TASK DESCRIPTION. From the line with "- [x] Update structured" through the line with "PR #7848, opened 2019-10-08", inclusive, return each line of the data below exactly and leave the rest out.
--------------------------------------------------
Issue #7825, opened 2019-10-03
fxa_cta_link macro has empty value for `data-cta-position` attribute


alexgibson:
## Description

The [`fxa_cta_link`](https://github.com/mozilla/bedrock/blob/master/bedrock/base/templates/macros.html#L185-L188) macro has a redundant / non-used `data-cta-position` attribute. It's not used anywhere (since it is blank everywhere), so we should either remove it, or implement it properly and document it.

### Steps to reproduce

1. https://www.mozilla.org/en-US/firefox/66.0/whatsnew/all/
2. View source on the "Create a Firefox Account" button.

### Expected result

There should be a value like `data-cta-position="primary"` in the markup.

### Actual result

The attribute exists, but is empty:

```
<a href="https://accounts.firefox.com/signup?service=sync&amp;entrypoint=mozilla.org-whatsnew66&amp;context=fx_desktop_v3&amp;utm_source=mozilla.org-whatsnew66&amp;utm_medium=referral&amp;utm_campaign=wnp66&amp;utm_content=accounts-page-top-cta" data-mozillaonline-link="https://accounts.firefox.com.cn/signup?service=sync&amp;entrypoint=mozilla.org-whatsnew66&amp;context=fx_desktop_v3&amp;utm_source=mozilla.org-whatsnew66&amp;utm_medium=referral&amp;utm_campaign=wnp66&amp;utm_content=accounts-page-top-cta" class="js-fxa-cta-link mzp-c-button mzp-t-product" data-cta-text="Create account" data-cta-type="FxA-Sync" data-cta-position="">
  Create a Firefox Account
</a>
```

### Environment

N/A

Shivansh2407:
Can I please work on this issue ? Please let me know the File name to be changed here (if possible)..

alexgibson:
Depends on https://github.com/mozilla/bedrock/issues/8185

alexgibson:
Fixed in https://github.com/mozilla/bedrock/issues/8185

PR #7830, opened 2019-10-05
Update macros.html

Shivansh2407:
## Description
fxa_cta_link macro has empty value for `data-cta-position` attribute #7825


alexgibson:
@Shivansh2407 I'm afraid this does not fix the problem described in the issue. There isn't a clear path to resolution yet, as we stil need to work out what the most appropriate solution should be, so I'm going to close this PR. Thanks for the interest though.

PR #7806, opened 2019-09-27
Add standard sized & named quantum logos, update to use them (#7656)

stephaniehobson:
## Description

In preparation for the upcoming logo update this PR:
- Adds files for the current browser logo & wordmark that are the same size and file name as the files with the new logo
- Replaces updates current release logos and wordmarks to use those files
  - Except favicons, those will be handled separately

## Issue / Bugzilla link

See #7656

## Testing

- Any 404s?
- Did I delete anything still in use?
- Did I miss anything that needs updates?

---

- http://localhost:8000/ar/firefox/accounts/
- http://localhost:8000/de/firefox/campaign/?xv=berlin
- http://localhost:8000/de/firefox/campaign/?xv=privatsphare
- http://localhost:8000/de/firefox/new/?xv=berlin
- http://localhost:8000/en-US/
- http://localhost:8000/en-US/about/legal/firefox/
- http://localhost:8000/en-US/firefox/
- http://localhost:8000/en-US/firefox/40.0/firstrun/
- http://localhost:8000/en-US/firefox/63.0/whatsnew/all/
- http://localhost:8000/en-US/firefox/64.0/whatsnew/all/
- http://localhost:8000/en-US/firefox/65.0/whatsnew/all/
- http://localhost:8000/en-US/firefox/66.0/whatsnew/all/
- http://localhost:8000/en-US/firefox/67.0.5/whatsnew/all/
- http://localhost:8000/en-US/firefox/67.0.5/whatsnew/all/
- http://localhost:8000/en-US/firefox/67.0/whatsnew/
- http://localhost:8000/en-US/firefox/67.0/whatsnew/all/
- http://localhost:8000/en-US/firefox/67.0/whatsnew/all/
- http://localhost:8000/en-US/firefox/68.0/whatsnew/all/
- http://localhost:8000/en-US/firefox/68.0/whatsnew/all/?v=b
- http://localhost:8000/en-US/firefox/68.0/whatsnew/all/?v=c
- http://localhost:8000/en-US/firefox/69.0/whatsnew/all/
- http://localhost:8000/en-US/firefox/accounts/
- http://localhost:8000/en-US/firefox/accounts/
- http://localhost:8000/en-US/firefox/best-browser/
- http://localhost:8000/en-US/firefox/campaign/
- http://localhost:8000/en-US/firefox/campaign/
- http://localhost:8000/en-US/firefox/campaign/?xv=betterbrowser
- http://localhost:8000/en-US/firefox/campaign/?xv=edge
[...]

Issue #7656, opened 2019-09-04
Update Browser logo for Fx70 (2019-10-22) 


stephaniehobson:
## Description

The new browser logo will launch for "release" with Firefox 70 on Oct 22. We should be ready to publish the new logo before that.

---

#### Tasks
- [x] Inventory current logo use
- [x] Determine what sizes and formats are needed for each asset
  - [x] Sizes https://github.com/mozilla/protocol-assets/issues/32
  - [x] Formats https://github.com/mozilla/protocol-assets/issues/27
- [x] Add sizes and formats to protocol-assets https://github.com/mozilla/protocol-assets/pull/36
- [x] Update Protocol to consume new version of protocol-assets https://github.com/mozilla/protocol/pull/491
- [x] Update bedrock to consume the new version of Protocol #7789 
- [x] Update bedrock to remove old logos and use new ones https://github.com/mozilla/bedrock/issues/7956 ~Blocked on #7863~
- [x] Update structured data to reference logos
- [x] generate favicons with new logo #7889 
- [x] update bedrock to use new favicons #7915

stephaniehobson:
Product's logo inventory:
https://docs.google.com/spreadsheets/d/1hbHhihkm8za4diQ_uaTEvNcd2jWeKlSU7X2_pYtnZcM/edit#gid=0

Bedrock specific logo inventory:
https://docs.google.com/spreadsheets/d/1F-__ZuJIvKGkjsp_vOWiSXSJr5z3xltt3gRXKnLoF3A/edit#gid=0

PR #7848, opened 2019-10-08
[#7656] Use backgrounds for accounts page logos

craigcook:
## Description

The accounts page was changed in #7806 to use inline images from Protocol with the `high_res_img()` helper, but that helper rewrites part of the file path so it ends up being a 404, even though it works locally.

Until we can refactor the helper to handle Protocol assets, a quick fix is to use image replacement for these logos (the CSS gets the path right).


stephaniehobson:
R+ 🔼

PR #7849, opened 2019-10-08
Add Heroku support for Review apps

pmac:
With the decommissioning of Deis Workflow our method of creating a demo instance using a named branch will be going away. This is an attempt to use [Heroku Review Apps](https://devcenter.heroku.com/articles/github-integration-review-apps) to replace that. Once this merges I can enable Review Apps for our new `www-demo` Heroku Pipeline and we can try it out. It should create a new deployment for every pull-request and update the PR with a link to it.

Will fix https://github.com/mozmeao/infra/issues/1164

### DIFF
--- a/bin/sync-all.sh
+++ b/bin/sync-all.sh
@@ -6,6 +6,13 @@ if [ ! -e ./manage.py ]; then
     cd $script_parent_dir
 fi
 
+# for heroku demos
+# heroku doesn't pull git submodules
+if [[ ! -d ./vendor-local/src/legal-docs/firefox_privacy_notice ]]; then
+    rm -rf ./vendor-local/src/legal-docs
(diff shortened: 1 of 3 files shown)


metadave:
:+1:

bin/sync-all.sh
```diff
@@ -6,6 +6,12 @@ if [ ! -e ./manage.py ]; then
     cd $script_parent_dir
 fi
 
+# for heroku demos
```
pmac: Note: this is here because Heroku doesn't currently support fetching submodules for automated deployments from github. I think this is fine for demos, and we want to move away from submodules anyway.

pmac:
Thanks y'all. I'm going to go ahead and merge this then and see how it goes.

PR #7865, opened 2019-10-09
Add site wide feature detect snippet (Fixes #7391)

### LINKED ISSUE #7391: Move to a feature-detection system for delivering 1st class browser support
## Description

We usually do a good job of making sure to deliver usable experiences to people both with and without JS enabled, but handling scenarios where JS fails to load is a much more common problem on most websites today. We often resort to using feature detection for this type of problem, but it's nearly always done on a page-by-page basis, or at a component level. 

If we moved toward using a global `cutsTheMustard()` type feature detect (real name TBD), and only ran page-specific JS if the function passes, then we could much more confidently ship code without worrying that we're breaking the site in old browsers.

My initial idea was a function that runs a callback only if the feature detect returns true, but there may be other ways to do this too.

---

- [x] Deliver feature detection on a single page (e.g. /firefox/all)
- [ ] Document the feature detection snippet and incorporate into norms going forward

- [ ] Where should this live - should it be in the `<head>`, so we can leverage it for CSS class hooks, or should it be in the common bundle only? There are likely tradeoffs for each.

#### Tasks
- [ ] Create a feature detect. Ideally it should **return false for IE10, but true for IE11 and above**.
- [x] Decide where to implement it and how to should be used (see risks above).
- [x] Update the page-specific JS on /firefox/all/ to use the new feature detect.
- [ ] Document the feature detect and how it should be used on our [browser support page](https://bedrock.readthedocs.io/en/latest/browser-support.html).

alexgibson:
## Description
- Add site wide feature detection snippet (targeting IE11+).
- Update browser support docs.
- Use said feature detect on `/firefox/all/`.

## Issue / Bugzilla link
#7391

## Testing
Demo: https://bedrock-demo-agibson.oregon-b.moz.works/en-US/firefox/all/

- [x] firefox/all JS should load for IE11+
- [x] firefox/all should degrade to CSS only layout for IE10.

Successful test run: https://ci.vpn1.moz.works/blue/organizations/jenkins/bedrock_multibranch_pipeline/detail/run-integration-tests/388/pipeline


alexgibson:
Ok, I think this is ready for review.

stephaniehobson:
How do you see this working with `is-js-dependent`? And do you think we can consolidate the approach some how? If not can you please document when we should one vs the other approach.

I'm sorry this review has sat for a while. Can you push the updated branch to your demo please? (I'd like to test the firefox/privacy/products page)

stephaniehobson:
Working as expected in Edge, IE 11, Firefox ESR 24.

alexgibson:
> How do you see this working with is-js-dependent? And do you think we can consolidate the approach some how? If not can you please document when we should use one vs the other approach.

Good question - to make this less confusing, I've renamed `is-js-dependent` to `hide-from-legacy-ie`. I've also added a note in the docs about it.

> I'm sorry this review has sat for a while. Can you push the updated branch to your demo please? (I'd like to test the firefox/privacy/products page)

Done, although as this PR suggests this change is only implemented on /firefox/all/ to try and keep the scope of this PR small.

docs/browser-support.rst
```diff
@@ -17,42 +22,105 @@ We seek to provide usable experiences of our most important web content to all u
...
 **The following browsers have enhanced support:**
 
   * All evergreen browsers (Firefox, Chrome, Safari, Edge, Opera, etc.)
-  * IE10 and above.
+  * IE11 and above.
 
 **The following browsers have basic support:**
 
-  * All other IE browsers.
+  * Outdated evergreen browser versions.
```
stephaniehobson: I think we need to add a 3rd class here. IE10 gets basic JS support but enhanced CSS support.

media/css/firefox/privacy/products.scss
```diff
@@ -239,7 +239,9 @@ $image-path: '/media/protocol/img';
 /* -------------------------------------------------------------------------- */
 // Conditional CTA Hooks
 
-.is-js-dependent {
+.show-firefox-desktop-70,
```
stephaniehobson: Thanks for making this clearer :)

docs/browser-support.rst
alexgibson: I had hoped that definition of what basic support consists of is explained in enough detail below that we don’t necessarily need a 3rd class here. Even though IE10 is still served the same stylesheet, it doesn’t mean it gets enhanced CSS support by default. Using feature detection to deliver a degraded experience where needed is the most suitable method here.

I guess it depends if we think of basic support as a binary thing or not. It could mean “serving a universal stylesheet”, or it could mean “serving a degraded experience”.

I’m open to what others think makes the most sense.

media/js/base/site.js
```diff
@@ -135,6 +135,11 @@
             return 32;
         },
 
+        // Universal feature detect to deliver graded browser support (targets IE 11 and above).
+        cutsTheMustard: function () {
+            return 'classList' in document.createElement('div') && 'MutationObserver' in window;
```
stephaniehobson: There is no mustard emoji. I am heartbroken.

media/js/base/site.js
```diff
@@ -192,6 +197,13 @@
             h.className += ' is-firefox';
         }
 
+        // Add class to reflect browsers that get 1st class JS & CSS support.
+        var isModernBrowser = window.site.isModernBrowser = window.site.cutsTheMustard();
+
+        if (isModernBrowser) {
+            h.className += ' is-modern-browser';
```
stephaniehobson: You can use `classList.add('is-modern-browser');` if it cuts the mustard!

stephaniehobson: (not a blocker)

media/js/firefox/all/all-downloads-unified-init.js
```diff
@@ -5,47 +5,42 @@
...
+
+        // Browser help modal.
+        browserHelpIcon.addEventListener('click', function(e) {
             e.preventDefault();
-            showHelpModal.call(this, installerHelpContent, e.target.textContent, 'Get Installer Help');
+            showHelpModal.call(this, browserHelpContent, browserHelpIcon.textContent, 'Get Browser Help');
         }, false);
+
+        // Installer help modal.
+        for (var i = 0; i < installerHelpIcon.length; i++) {
```
stephaniehobson: Can't wait until we drop support for IE11.

docs/browser-support.rst
stephaniehobson: In my mind we have 3 types of browsers:

- those who get JS & CSS
- those which get CSS but not JS
- those that do not get CSS or JS

I think the most clear thing would be to be explicit about what each browser gets. But maybe I am thinking about this from a different angle?

stephaniehobson: Or maybe we have two categories:

- does not get JS or CSS
- gets JS and CSS but only if they pass the feature tests.

In which case, IE 10 still belongs in the enhanced support catagory.

alexgibson: > In my mind we have 3 types of browsers:

I think what we have is more in terms of:

- those who get 1st class JS & CSS.
- those who get a gracefully degraded experience.
- those who get a universal CSS / JS bundle.

I added a commit to update the docs that hopefully makes this a little clearer. Let me know what you think.

media/js/base/site.js
alexgibson: I'm going to try and resist doing this. Even though it's fine to use `classList` in this one place, unless someone follows the code carefully it could be easy to assume the API is ok to use in the rest of this file.

media/js/firefox/all/all-downloads-unified-init.js
alexgibson: I hear there's a rumor that MS might roll out the new Edge browser to replace IE11, since it features an IE11 mode (whatever that is). If so, dropping IE11 may come sooner than we hope :)

stephaniehobson:
The doc change helps make it clearer in my mind :) Thanks!

PR #7873, opened 2019-10-10
Add ADR: Use Convert and Cloudflare Workers for multi-variant testing

alexgibson:
@hoosteeno r?


docs/architecture/decisions/0003-use-convert-and-cloudflare-workers-for-multi-variant-testing.md
```diff
@@ -0,0 +1,23 @@
...
+
+We would like to make our end-to-end experimentation process faster, with increased capacity, whilst also minimizing the performance impact and volume of code churn related to experiments running on our most important web pages.
+
+## Decision
+
+We will implement a (vetted and approved) third-party experimentation tool called [Convert](https://www.convert.com/) for use on standalone, experimental pages only. We will then use [Cloudflare Workers](https://www.cloudflare.com/en-gb/products/cloudflare-workers/) to redirect a small percentage of traffic to the experimental pages. The worker code will live in the [www-workers](https://github.com/mozmeao/www-workers) repository.
```
jgmize: It might make more sense to put the statement about using Cloudflare Workers in front of the statement about using Convert to match the order of operations for each request. Perhaps something like the following:

> We will use [Cloudflare Workers](https://www.cloudflare.com/en-gb/products/cloudflare-workers/) to redirect a small percentage of traffic to the experimental pages. The worker code will live in the [www-workers](https://github.com/mozmeao/www-workers) repository. We will implement a (vetted and approved) third-party experimentation tool called [Convert](https://www.convert.com/) for use on the pages the Cloudflare Workers redirect to.

It would also be helpful to add some more context to the `(vetted and approved)` by adding a link here or a statement about the vetting process involving our Privacy team in the Context section above.

alexgibson: @hoosteeno any opinions on what is the most suitable document, or statement, that we could include here, which would give some additional context as to the process that was undertaken for the review of Convert?

alexgibson: I've updated this with a link to the (Mozilla confidential) RRA bug for using Convert.

PR #7894, opened 2019-10-14
Decommission /contribute/events

### LINKED ISSUE #6461: Decommission `/contribute/events/` page
The "Events" link under About -> Contribute in the new navigation now points to https://events.mozilla.org and not `/contribute/events/`.

We should decide what we want to do with the [old events page](https://bedrock-demo-agibson.oregon-b.moz.works/en-US/contribute/events/). Is there a good reason to keep it around, or should we retire it and redirect to the new events site?

Patil2099:
Fixes #6461


alexgibson:
As per discussion in the issue, we can’t decom this page until the community portal site is ready. That should be sometime this quarter, but I don’t think it’s live yet.

PR #7896, opened 2019-10-14
Made .scss Equivalent 

### LINKED ISSUE #7449: Make .scss equivalent of mozilla-modal.less
## Description

There are several page bundles in bedrock that are using Pebbles (.scss) for page styles, but are importing`mozilla-modal.less`.

This is a relatively small file. If we make .scss equivalents then it become much easier to remove as a dependency.

---

- [ ] Pages use scss equivalent and no longer have a .less dependency.

#### Tasks
- [ ] Convert file to have .scss equivalent.
- [ ] Update bundles to use .scss versions

Patil2099:
Fixes #7449

### DIFF
--- a/media/css/base/mozilla-accordion.less
+++ b/media/css/base/mozilla-accordion.less
@@ -1,0 +1,84 @@
+// This Source Code Form is subject to the terms of the Mozilla Public
+// License, v. 2.0. If a copy of the MPL was not distributed with this
+// file, You can obtain one at http://mozilla.org/MPL/2.0/.
+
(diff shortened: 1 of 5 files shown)


Patil2099:
@alexgibson Can you explain to me how I have to do it?
Thanks!

alexgibson:
I'm sorry, but I don't currently have enough free time to guide you through the intricacies of our frameworks, which aren't so easy to navigate unfortunately. If you're unsure about how to proceed with this, please close the pull request and take a look for something else. Thanks!

PR #7902, opened 2019-10-15
Fix statsd for bedrock

pmac:
No data is flowing to datadog from bedrock instances. This implements the basket setup of statsd which is working. We'll need to set the statsd client in settings to `django_statsd.clients.normal`.

### DIFF
--- a/bedrock/settings/base.py
+++ b/bedrock/settings/base.py
@@ -5,6 +5,8 @@
 
 import json
 import platform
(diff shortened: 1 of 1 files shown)


pmac:
@jgmize do you know of a reason why we might have not wanted statsd to work for bedrock? I'd like to fix it so that I can collect some newsletter numbers for some people who are asking.

Issue #7904, opened 2019-10-15
Untranslated string in site footer


alexgibson:
## Description

There's an untranslated string in the new footer. It's currently visible in the German locale.

![image](https://user-images.githubusercontent.com/400117/66817490-b163f780-ef33-11e9-86fb-2c6df7c611b8.png)

### Steps to reproduce

1. Visit https://www.mozilla.org/de/firefox/
2. Scroll to the bottom of the page and read the footer.

### Expected result

All strings should be in German.

### Actual result

There's an English string that reads "Visit Mozilla Corporation’s not-for-profit parent, the Mozilla Foundation."

### Environment

N/A

Shivansh2407:
Can I please work on this ???

craigcook:
That string is translated in Pontoon: https://pontoon.mozilla.org/translate/de/mozillaorg/footer.lang/?string=204294

I thought it might be a string mismatch between the [template](https://github.com/mozilla/bedrock/blob/master/bedrock/base/templates/includes/protocol/footer/firefox-new.html#L84) and the [lang file](https://github.com/mozilla-l10n/www.mozilla.org/blob/master/de/footer.lang#L105) but they look identical to me so I'm not sure what the issue might be, perhaps I'm missing something.

stephaniehobson:
The strings look the same to me too @peiying2 can you please help us diagnose the problem?

peiying2:
Work on demo server: https://bedrock-demo-navigation.oregon-b.moz.works/de/firefox/

craigcook:
So that demo server includes footer.lang in the list of globally active files but that file is NOT globally active in production... I got my head jumbled and for some reason was thinking we could show the new footer to any locales that had completed it, but that's not the case. We also have to make those translations available site-wide.

But footer.lang is already complete in 33 locales with a few more almost done. There are some who will catch up quickly and others who will likely continue to straggle behind because they're less active communities and haven't updated any strings in months anyway.

So after talking to Peiying we've decided we're in a pretty good spot to globally activate footer.lang and remove the conditional logic. I'll also comment on #7913 with more specifics.

PR #7913, opened 2019-10-15
Activate new footer for more translated locales

stephaniehobson:
## Description

Enable the new footer for more locales

## Issue / Bugzilla link

n/a

## Testing
- new mozilla and firefox footers available in more languages
- no errors rendering new mozilla footer, old mozilla footer, or new firefox footer

### DIFF
--- a/bedrock/base/templates/includes/protocol/footer/firefox.html
+++ b/bedrock/base/templates/includes/protocol/footer/firefox.html
@@ -2,8 +2,8 @@
   # License, v. 2.0. If a copy of the MPL was not distributed with this
   # file, You can obtain one at http://mozilla.org/MPL/2.0/. -#}
 
- {% if LANG.startswith('en-') or LANG in ['de'] %}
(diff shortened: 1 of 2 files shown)


stephaniehobson:
I'm not sure we should merge this until #7904 is fixed.

craigcook:
So it turns out I was wrong (yes, really!) and this won't work anyway. footer.lang needs to be a global shared file by [adding it to the list in settings/base.py](https://github.com/mozilla/bedrock/blob/master/bedrock/settings/base.py#L234).

Then we can remove the conditional logic and start showing the new footer to all locales a bit ahead of when we expected.

craigcook:
Also, if we're removing the conditional logic I suppose that also means we can delete the old Mozilla footer and rename things to lose the -new suffixes and just have footer/firefox.html and footer/mozilla.html ... but that's a bigger change we may want to think through and test.

stephaniehobson:
Closing in favour of https://github.com/mozilla/bedrock/pull/7936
--------------------------------------------------
EXERCISE ANSWER.
- [x] Update structured data to reference logos
- [x] generate favicons with new logo #7889 
- [x] update bedrock to use new favicons #7915

stephaniehobson:
Product's logo inventory:
https://docs.google.com/spreadsheets/d/1hbHhihkm8za4diQ_uaTEvNcd2jWeKlSU7X2_pYtnZcM/edit#gid=0

Bedrock specific logo inventory:
https://docs.google.com/spreadsheets/d/1F-__ZuJIvKGkjsp_vOWiSXSJr5z3xltt3gRXKnLoF3A/edit#gid=0

PR #7848, opened 2019-10-08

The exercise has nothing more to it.